* The problem
After reading the lines below, count those that contain "should" and give the count alone.

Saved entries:
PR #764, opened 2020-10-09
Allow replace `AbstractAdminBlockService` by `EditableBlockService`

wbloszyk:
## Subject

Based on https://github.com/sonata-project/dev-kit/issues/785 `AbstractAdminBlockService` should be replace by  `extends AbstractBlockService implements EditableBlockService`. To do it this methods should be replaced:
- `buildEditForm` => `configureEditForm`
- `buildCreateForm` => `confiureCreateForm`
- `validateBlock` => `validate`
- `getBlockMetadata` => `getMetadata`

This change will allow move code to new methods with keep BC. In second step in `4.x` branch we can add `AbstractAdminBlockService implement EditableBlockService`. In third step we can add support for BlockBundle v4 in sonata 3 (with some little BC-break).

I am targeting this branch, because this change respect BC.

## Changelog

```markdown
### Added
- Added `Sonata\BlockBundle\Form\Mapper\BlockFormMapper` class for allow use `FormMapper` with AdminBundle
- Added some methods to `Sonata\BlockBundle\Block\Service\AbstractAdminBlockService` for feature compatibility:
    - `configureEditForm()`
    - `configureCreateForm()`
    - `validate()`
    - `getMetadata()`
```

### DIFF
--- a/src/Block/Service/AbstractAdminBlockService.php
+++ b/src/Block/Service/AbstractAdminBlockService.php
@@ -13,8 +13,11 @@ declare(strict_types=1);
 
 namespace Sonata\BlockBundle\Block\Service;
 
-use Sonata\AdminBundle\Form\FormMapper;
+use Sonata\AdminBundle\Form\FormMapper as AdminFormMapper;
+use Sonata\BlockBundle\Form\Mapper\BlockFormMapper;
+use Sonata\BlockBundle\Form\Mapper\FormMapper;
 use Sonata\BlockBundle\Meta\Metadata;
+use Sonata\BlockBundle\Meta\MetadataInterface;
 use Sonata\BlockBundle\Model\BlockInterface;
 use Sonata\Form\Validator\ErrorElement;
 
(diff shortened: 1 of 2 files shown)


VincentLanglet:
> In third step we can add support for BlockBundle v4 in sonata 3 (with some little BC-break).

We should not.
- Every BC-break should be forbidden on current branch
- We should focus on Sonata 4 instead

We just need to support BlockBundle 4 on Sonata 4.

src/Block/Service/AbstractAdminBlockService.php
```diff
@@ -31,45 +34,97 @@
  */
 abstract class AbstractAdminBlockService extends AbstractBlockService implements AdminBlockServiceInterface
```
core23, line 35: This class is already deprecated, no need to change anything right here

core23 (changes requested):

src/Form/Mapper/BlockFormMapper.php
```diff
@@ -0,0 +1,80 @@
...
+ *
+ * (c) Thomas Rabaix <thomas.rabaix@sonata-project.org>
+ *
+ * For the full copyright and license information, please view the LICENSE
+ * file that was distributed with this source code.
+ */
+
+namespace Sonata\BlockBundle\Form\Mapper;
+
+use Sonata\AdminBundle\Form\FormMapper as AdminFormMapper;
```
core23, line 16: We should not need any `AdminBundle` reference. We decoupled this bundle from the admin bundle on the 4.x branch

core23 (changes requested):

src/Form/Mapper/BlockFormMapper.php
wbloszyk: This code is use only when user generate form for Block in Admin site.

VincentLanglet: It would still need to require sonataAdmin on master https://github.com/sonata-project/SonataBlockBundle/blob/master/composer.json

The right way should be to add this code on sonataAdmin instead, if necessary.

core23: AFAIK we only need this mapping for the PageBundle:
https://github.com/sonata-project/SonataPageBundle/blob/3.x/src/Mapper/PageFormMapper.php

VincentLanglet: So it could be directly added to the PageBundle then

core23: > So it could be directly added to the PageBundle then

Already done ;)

* Solution
6